SOURCE MATERIAL below:
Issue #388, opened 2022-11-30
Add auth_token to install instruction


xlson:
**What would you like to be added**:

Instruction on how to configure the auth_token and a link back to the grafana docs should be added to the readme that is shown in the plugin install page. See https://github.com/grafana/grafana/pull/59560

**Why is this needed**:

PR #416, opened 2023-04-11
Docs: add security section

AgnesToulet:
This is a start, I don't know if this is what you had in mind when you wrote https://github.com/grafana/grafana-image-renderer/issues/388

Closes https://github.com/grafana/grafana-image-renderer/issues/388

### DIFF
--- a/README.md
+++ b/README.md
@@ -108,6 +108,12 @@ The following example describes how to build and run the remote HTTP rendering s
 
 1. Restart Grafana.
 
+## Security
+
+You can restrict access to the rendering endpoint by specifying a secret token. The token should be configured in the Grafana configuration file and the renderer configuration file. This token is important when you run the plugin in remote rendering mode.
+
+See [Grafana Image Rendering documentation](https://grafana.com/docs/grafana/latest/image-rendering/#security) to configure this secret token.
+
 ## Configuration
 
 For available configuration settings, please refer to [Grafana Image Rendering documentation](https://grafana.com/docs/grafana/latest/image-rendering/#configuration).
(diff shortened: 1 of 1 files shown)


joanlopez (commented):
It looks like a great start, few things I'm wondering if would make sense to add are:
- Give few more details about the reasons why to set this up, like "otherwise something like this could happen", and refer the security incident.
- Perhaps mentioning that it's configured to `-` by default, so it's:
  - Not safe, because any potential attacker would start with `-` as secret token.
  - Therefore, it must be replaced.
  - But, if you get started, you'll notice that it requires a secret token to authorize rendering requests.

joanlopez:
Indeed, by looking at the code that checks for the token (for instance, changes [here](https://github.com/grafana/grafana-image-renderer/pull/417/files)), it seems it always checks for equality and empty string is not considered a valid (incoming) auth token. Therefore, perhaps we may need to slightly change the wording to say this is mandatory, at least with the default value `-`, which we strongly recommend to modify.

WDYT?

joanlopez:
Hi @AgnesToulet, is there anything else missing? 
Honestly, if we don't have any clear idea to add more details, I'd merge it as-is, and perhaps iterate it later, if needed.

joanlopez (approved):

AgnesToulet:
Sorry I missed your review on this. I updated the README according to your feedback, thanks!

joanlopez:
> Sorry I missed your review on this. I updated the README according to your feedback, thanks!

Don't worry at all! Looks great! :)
End of SOURCE MATERIAL.
§ **ACTION ITEM**:
Among the entries, find each line that includes the string "needed" and copy it.

§ **WRITTEN ANSWER**:
**Why is this needed**:
Honestly, if we don't have any clear idea to add more details, I'd merge it as-is, and perhaps iterate it later, if needed.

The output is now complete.